**PROVIDED RECORDS:**

● ● ● ● ● ● ●

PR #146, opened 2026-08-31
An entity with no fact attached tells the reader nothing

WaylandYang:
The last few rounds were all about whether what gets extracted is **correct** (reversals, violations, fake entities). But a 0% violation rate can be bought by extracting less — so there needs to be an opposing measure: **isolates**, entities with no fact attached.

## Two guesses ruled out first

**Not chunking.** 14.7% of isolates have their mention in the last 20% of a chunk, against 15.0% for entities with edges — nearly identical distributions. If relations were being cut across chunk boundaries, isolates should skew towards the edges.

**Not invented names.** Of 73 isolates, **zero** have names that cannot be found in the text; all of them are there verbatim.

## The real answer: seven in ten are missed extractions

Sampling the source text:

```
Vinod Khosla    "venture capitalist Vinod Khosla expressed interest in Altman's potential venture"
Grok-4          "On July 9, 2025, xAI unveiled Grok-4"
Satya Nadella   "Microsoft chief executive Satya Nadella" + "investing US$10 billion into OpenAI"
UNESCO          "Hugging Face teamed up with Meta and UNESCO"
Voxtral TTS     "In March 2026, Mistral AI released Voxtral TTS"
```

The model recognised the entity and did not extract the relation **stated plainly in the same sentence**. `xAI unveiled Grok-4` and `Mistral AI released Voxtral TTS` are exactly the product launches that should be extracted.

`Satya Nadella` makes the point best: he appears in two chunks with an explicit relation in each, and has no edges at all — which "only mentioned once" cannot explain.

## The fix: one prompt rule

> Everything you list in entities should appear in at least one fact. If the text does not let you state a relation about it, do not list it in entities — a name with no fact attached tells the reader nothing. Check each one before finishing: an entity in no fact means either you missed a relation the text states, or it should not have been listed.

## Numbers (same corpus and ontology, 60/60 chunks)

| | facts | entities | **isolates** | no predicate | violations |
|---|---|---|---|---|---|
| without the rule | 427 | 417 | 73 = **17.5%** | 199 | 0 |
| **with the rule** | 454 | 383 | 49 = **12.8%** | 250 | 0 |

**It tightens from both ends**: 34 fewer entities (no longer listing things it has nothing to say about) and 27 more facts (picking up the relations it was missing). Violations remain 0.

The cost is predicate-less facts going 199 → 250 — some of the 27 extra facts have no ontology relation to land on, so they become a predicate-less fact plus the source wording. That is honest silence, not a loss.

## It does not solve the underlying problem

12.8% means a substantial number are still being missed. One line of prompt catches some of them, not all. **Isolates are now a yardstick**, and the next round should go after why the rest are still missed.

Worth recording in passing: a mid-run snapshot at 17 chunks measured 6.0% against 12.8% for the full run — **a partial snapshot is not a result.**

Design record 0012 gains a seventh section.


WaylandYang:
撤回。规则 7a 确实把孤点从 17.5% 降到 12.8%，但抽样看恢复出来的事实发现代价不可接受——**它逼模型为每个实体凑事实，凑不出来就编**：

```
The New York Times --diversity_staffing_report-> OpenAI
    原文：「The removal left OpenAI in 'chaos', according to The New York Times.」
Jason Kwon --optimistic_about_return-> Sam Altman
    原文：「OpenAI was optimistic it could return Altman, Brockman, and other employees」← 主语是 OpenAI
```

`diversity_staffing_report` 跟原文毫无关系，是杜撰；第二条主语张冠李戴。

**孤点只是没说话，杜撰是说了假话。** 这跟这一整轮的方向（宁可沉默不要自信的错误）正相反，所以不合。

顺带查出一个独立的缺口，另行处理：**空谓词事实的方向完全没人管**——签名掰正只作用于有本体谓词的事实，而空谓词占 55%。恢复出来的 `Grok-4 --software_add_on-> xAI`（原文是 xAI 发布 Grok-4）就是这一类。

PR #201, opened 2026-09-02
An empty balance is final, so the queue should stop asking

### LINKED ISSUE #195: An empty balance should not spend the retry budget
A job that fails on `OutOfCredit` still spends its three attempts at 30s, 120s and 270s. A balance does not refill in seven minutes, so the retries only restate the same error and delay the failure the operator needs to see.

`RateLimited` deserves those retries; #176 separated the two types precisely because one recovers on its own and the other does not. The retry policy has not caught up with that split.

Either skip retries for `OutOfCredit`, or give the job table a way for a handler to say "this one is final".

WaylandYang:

● ● ● ● ● ● ●

Repeat every entry exactly, leaving nothing out.

**WRITTEN RESPONSE:**
PR #146, opened 2026-08-31
An entity with no fact attached tells the reader nothing

WaylandYang:
The last few rounds were all about whether what gets extracted is **correct** (reversals, violations, fake entities). But a 0% violation rate can be bought by extracting less — so there needs to be an opposing measure: **isolates**, entities with no fact attached.

## Two guesses ruled out first

**Not chunking.** 14.7% of isolates have their mention in the last 20% of a chunk, against 15.0% for entities with edges — nearly identical distributions. If relations were being cut across chunk boundaries, isolates should skew towards the edges.

**Not invented names.** Of 73 isolates, **zero** have names that cannot be found in the text; all of them are there verbatim.

## The real answer: seven in ten are missed extractions

Sampling the source text:

```
Vinod Khosla    "venture capitalist Vinod Khosla expressed interest in Altman's potential venture"
Grok-4          "On July 9, 2025, xAI unveiled Grok-4"
Satya Nadella   "Microsoft chief executive Satya Nadella" + "investing US$10 billion into OpenAI"
UNESCO          "Hugging Face teamed up with Meta and UNESCO"
Voxtral TTS     "In March 2026, Mistral AI released Voxtral TTS"
```

The model recognised the entity and did not extract the relation **stated plainly in the same sentence**. `xAI unveiled Grok-4` and `Mistral AI released Voxtral TTS` are exactly the product launches that should be extracted.

`Satya Nadella` makes the point best: he appears in two chunks with an explicit relation in each, and has no edges at all — which "only mentioned once" cannot explain.

## The fix: one prompt rule

> Everything you list in entities should appear in at least one fact. If the text does not let you state a relation about it, do not list it in entities — a name with no fact attached tells the reader nothing. Check each one before finishing: an entity in no fact means either you missed a relation the text states, or it should not have been listed.

## Numbers (same corpus and ontology, 60/60 chunks)

| | facts | entities | **isolates** | no predicate | violations |
|---|---|---|---|---|---|
| without the rule | 427 | 417 | 73 = **17.5%** | 199 | 0 |
| **with the rule** | 454 | 383 | 49 = **12.8%** | 250 | 0 |

**It tightens from both ends**: 34 fewer entities (no longer listing things it has nothing to say about) and 27 more facts (picking up the relations it was missing). Violations remain 0.

The cost is predicate-less facts going 199 → 250 — some of the 27 extra facts have no ontology relation to land on, so they become a predicate-less fact plus the source wording. That is honest silence, not a loss.

## It does not solve the underlying problem

12.8% means a substantial number are still being missed. One line of prompt catches some of them, not all. **Isolates are now a yardstick**, and the next round should go after why the rest are still missed.

Worth recording in passing: a mid-run snapshot at 17 chunks measured 6.0% against 12.8% for the full run — **a partial snapshot is not a result.**

Design record 0012 gains a seventh section.


WaylandYang:
撤回。规则 7a 确实把孤点从 17.5% 降到 12.8%，但抽样看恢复出来的事实发现代价不可接受——**它逼模型为每个实体凑事实，凑不出来就编**：

```
The New York Times --diversity_staffing_report-> OpenAI
    原文：「The removal left OpenAI in 'chaos', according to The New York Times.」
Jason Kwon --optimistic_about_return-> Sam Altman
    原文：「OpenAI was optimistic it could return Altman, Brockman, and other employees」← 主语是 OpenAI
```

`diversity_staffing_report` 跟原文毫无关系，是杜撰；第二条主语张冠李戴。

**孤点只是没说话，杜撰是说了假话。** 这跟这一整轮的方向（宁可沉默不要自信的错误）正相反，所以不合。

顺带查出一个独立的缺口，另行处理：**空谓词事实的方向完全没人管**——签名掰正只作用于有本体谓词的事实，而空谓词占 55%。恢复出来的 `Grok-4 --software_add_on-> xAI`（原文是 xAI 发布 Grok-4）就是这一类。

PR #201, opened 2026-09-02
An empty balance is final, so the queue should stop asking

### LINKED ISSUE #195: An empty balance should not spend the retry budget
A job that fails on `OutOfCredit` still spends its three attempts at 30s, 120s and 270s. A balance does not refill in seven minutes, so the retries only restate the same error and delay the failure the operator needs to see.

`RateLimited` deserves those retries; #176 separated the two types precisely because one recovers on its own and the other does not. The retry policy has not caught up with that split.

Either skip retries for `OutOfCredit`, or give the job table a way for a handler to say "this one is final".

WaylandYang:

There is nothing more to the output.